TASK STATEMENT
A single number is the answer: the count of lines below that contain "bookingSearchParametersFactory".
>>
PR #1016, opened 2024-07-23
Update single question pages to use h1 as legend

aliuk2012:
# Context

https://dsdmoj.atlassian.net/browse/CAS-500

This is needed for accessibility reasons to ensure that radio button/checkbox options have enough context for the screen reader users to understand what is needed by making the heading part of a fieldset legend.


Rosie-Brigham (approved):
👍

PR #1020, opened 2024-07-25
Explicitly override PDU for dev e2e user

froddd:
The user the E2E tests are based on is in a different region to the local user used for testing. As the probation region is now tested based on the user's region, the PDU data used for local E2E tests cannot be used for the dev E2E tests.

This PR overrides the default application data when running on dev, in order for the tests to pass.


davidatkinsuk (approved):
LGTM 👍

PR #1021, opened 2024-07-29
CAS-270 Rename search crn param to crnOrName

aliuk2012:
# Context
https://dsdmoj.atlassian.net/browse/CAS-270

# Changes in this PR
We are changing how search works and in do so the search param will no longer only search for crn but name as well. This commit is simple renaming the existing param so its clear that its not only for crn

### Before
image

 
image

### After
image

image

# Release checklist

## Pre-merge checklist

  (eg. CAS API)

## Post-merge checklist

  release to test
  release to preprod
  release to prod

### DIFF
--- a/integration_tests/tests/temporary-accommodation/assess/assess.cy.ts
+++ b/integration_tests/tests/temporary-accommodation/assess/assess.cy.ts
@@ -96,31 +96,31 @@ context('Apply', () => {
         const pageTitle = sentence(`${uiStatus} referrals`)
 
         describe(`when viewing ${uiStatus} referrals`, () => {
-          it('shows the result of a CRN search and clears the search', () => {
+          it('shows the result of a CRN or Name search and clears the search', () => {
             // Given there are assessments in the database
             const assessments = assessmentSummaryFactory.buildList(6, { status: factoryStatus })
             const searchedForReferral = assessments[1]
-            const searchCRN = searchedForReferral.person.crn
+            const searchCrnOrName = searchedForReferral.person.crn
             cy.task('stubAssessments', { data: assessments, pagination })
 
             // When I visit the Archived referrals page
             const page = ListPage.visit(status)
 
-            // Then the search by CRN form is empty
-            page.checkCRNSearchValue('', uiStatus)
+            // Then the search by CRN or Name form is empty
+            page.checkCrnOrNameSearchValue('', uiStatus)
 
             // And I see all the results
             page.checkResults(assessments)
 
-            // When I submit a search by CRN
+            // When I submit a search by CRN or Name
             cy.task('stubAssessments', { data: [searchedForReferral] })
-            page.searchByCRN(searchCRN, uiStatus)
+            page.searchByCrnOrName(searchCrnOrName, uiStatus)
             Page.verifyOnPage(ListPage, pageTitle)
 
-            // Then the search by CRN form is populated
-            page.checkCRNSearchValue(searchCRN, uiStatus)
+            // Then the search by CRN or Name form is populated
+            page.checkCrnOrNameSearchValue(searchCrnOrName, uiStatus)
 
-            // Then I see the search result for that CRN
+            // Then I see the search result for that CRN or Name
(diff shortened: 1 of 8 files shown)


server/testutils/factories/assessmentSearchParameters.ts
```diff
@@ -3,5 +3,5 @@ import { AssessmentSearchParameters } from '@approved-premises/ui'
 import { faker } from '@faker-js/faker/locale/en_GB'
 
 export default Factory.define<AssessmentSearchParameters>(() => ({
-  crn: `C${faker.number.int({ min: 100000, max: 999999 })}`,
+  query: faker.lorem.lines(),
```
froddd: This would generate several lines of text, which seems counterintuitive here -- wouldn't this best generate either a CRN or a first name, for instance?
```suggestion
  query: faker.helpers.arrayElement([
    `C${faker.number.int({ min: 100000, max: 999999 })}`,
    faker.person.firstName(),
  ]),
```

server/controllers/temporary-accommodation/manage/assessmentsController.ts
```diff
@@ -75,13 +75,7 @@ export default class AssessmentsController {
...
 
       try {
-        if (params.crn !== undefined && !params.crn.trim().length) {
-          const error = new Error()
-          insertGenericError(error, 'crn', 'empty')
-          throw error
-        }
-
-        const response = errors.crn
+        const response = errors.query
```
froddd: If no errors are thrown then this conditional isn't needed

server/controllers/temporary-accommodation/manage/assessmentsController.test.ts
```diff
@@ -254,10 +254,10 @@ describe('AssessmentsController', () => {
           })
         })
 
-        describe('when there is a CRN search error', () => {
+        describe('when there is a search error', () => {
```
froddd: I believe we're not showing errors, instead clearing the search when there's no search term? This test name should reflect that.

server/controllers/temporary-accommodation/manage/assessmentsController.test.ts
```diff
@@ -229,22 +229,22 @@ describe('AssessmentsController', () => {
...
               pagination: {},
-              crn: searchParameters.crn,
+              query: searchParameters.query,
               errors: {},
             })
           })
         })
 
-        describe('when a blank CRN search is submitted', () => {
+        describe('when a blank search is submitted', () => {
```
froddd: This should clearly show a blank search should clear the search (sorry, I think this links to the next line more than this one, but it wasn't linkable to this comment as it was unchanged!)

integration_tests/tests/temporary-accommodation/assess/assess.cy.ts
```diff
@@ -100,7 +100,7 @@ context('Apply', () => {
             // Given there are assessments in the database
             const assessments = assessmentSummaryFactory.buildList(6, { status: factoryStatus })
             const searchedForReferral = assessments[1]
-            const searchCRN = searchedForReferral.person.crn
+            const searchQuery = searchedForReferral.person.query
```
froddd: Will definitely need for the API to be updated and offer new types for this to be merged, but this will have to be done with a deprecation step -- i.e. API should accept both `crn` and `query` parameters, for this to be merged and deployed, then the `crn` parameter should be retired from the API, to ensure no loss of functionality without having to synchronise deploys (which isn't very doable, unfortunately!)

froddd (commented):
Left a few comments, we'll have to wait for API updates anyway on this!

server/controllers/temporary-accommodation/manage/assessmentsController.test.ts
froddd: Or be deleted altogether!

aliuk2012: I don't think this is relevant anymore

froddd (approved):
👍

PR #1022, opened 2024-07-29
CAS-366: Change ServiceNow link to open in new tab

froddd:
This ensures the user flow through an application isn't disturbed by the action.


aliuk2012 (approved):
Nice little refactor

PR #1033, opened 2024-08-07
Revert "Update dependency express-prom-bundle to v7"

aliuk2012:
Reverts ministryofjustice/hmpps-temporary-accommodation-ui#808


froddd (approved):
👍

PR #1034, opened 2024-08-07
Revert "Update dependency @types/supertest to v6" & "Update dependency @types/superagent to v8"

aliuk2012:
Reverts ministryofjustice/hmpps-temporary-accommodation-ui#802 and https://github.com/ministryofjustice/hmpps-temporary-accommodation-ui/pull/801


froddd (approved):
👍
<<
>>
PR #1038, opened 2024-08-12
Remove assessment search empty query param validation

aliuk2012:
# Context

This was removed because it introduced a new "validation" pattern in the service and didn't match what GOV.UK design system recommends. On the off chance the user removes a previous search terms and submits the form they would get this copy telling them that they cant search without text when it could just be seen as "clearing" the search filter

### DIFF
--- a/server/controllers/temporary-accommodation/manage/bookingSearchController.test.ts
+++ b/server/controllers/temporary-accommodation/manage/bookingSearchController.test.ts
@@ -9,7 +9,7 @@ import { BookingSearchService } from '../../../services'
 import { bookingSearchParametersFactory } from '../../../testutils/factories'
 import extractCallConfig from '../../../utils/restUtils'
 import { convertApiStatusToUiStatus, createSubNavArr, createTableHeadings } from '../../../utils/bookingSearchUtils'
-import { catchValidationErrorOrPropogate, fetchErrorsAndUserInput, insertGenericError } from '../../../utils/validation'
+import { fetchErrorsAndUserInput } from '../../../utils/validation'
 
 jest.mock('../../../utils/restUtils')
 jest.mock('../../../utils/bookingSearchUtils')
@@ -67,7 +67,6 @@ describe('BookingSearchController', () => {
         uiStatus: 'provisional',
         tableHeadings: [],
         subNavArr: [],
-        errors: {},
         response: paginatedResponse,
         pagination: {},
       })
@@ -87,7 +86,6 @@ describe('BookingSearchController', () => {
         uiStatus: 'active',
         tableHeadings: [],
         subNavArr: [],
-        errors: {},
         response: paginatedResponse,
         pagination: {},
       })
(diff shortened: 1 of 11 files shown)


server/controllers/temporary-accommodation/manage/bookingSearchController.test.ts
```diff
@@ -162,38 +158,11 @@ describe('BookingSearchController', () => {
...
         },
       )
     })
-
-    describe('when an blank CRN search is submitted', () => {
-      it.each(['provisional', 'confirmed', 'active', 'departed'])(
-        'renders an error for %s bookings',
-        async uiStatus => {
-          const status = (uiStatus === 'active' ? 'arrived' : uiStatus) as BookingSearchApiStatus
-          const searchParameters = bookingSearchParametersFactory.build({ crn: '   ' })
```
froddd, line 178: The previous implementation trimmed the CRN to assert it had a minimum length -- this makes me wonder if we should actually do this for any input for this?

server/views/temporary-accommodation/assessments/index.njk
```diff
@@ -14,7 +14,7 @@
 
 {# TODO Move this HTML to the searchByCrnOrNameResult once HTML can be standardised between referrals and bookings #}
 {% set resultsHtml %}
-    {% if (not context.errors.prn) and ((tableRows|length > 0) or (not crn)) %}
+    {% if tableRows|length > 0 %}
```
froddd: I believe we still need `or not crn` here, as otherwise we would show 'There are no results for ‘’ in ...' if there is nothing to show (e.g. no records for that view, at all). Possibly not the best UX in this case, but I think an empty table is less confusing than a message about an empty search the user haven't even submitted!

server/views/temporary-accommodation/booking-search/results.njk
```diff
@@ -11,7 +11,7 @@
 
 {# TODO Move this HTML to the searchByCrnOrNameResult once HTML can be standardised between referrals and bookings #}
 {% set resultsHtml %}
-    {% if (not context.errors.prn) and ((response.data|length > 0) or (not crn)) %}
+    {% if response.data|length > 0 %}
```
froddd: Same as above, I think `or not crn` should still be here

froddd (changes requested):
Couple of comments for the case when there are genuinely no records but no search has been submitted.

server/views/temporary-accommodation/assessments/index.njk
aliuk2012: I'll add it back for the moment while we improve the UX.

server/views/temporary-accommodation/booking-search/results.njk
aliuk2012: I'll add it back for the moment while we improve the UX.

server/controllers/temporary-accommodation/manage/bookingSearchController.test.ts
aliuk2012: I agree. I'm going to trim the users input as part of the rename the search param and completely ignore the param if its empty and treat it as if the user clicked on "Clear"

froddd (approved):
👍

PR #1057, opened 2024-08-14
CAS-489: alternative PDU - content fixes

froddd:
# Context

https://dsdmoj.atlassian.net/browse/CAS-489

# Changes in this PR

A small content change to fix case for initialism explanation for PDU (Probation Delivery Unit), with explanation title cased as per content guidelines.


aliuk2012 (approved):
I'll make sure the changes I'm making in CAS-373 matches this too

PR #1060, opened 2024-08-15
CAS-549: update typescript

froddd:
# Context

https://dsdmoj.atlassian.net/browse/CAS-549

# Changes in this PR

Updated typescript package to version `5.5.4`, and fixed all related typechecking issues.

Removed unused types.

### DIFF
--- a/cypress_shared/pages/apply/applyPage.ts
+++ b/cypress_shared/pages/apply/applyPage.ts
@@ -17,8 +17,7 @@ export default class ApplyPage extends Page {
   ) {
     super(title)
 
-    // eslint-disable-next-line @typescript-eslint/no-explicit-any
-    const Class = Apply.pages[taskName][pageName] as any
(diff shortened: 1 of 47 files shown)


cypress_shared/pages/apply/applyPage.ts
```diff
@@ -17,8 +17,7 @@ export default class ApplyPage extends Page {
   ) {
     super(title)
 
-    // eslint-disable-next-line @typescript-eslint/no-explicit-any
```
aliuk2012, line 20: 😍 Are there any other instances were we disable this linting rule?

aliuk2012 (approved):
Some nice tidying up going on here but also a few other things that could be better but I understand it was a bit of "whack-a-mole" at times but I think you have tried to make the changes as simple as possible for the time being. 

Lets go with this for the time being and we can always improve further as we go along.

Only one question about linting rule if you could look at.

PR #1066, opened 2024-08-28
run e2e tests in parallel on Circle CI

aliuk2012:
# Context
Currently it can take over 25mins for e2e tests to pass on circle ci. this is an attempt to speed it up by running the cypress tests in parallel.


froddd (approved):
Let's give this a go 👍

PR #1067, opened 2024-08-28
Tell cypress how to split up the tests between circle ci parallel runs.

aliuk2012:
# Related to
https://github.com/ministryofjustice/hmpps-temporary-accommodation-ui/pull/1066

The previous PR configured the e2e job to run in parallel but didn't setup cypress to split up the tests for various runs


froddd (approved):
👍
<<
>>
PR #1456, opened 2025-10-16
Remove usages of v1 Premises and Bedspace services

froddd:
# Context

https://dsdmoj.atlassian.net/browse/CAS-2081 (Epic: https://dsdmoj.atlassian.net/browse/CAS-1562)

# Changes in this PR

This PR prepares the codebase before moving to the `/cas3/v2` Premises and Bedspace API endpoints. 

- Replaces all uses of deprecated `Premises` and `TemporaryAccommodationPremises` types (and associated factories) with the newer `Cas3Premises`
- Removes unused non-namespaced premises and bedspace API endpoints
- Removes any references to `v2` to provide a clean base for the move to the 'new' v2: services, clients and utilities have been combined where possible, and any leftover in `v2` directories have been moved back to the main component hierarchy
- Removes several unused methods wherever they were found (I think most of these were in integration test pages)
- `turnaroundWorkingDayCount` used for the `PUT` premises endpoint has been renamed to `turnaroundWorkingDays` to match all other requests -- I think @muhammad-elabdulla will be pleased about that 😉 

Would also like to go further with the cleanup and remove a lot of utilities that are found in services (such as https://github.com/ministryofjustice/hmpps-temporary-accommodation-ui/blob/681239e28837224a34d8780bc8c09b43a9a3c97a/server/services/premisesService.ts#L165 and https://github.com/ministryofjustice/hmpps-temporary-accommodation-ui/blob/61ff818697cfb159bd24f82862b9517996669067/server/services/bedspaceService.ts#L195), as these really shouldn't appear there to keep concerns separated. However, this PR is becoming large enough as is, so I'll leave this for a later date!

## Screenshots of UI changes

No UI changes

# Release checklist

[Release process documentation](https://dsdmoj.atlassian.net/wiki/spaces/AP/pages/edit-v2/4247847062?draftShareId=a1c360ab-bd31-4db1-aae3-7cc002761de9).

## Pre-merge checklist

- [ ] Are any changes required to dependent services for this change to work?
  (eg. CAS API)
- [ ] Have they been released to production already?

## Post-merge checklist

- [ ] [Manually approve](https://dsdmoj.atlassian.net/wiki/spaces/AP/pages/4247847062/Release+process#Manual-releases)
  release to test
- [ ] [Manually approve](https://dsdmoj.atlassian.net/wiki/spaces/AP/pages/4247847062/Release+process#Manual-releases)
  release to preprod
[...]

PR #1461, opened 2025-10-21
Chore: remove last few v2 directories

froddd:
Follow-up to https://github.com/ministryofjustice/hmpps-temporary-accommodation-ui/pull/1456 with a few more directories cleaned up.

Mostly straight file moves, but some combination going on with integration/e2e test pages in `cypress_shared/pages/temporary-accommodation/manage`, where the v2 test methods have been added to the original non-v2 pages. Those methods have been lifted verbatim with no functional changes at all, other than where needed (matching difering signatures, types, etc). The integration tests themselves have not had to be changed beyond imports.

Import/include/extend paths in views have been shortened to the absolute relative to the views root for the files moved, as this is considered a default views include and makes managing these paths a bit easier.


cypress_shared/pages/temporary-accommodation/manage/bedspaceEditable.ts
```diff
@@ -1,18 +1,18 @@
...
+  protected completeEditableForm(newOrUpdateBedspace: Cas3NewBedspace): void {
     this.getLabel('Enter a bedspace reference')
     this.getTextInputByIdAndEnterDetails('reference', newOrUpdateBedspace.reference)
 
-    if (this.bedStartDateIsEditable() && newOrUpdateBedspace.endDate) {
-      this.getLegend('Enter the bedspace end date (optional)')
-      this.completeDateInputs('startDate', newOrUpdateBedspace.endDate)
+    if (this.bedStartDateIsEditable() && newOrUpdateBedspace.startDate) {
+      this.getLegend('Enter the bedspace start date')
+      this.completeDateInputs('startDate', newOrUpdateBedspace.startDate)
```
<<
OUTPUT BELOW
2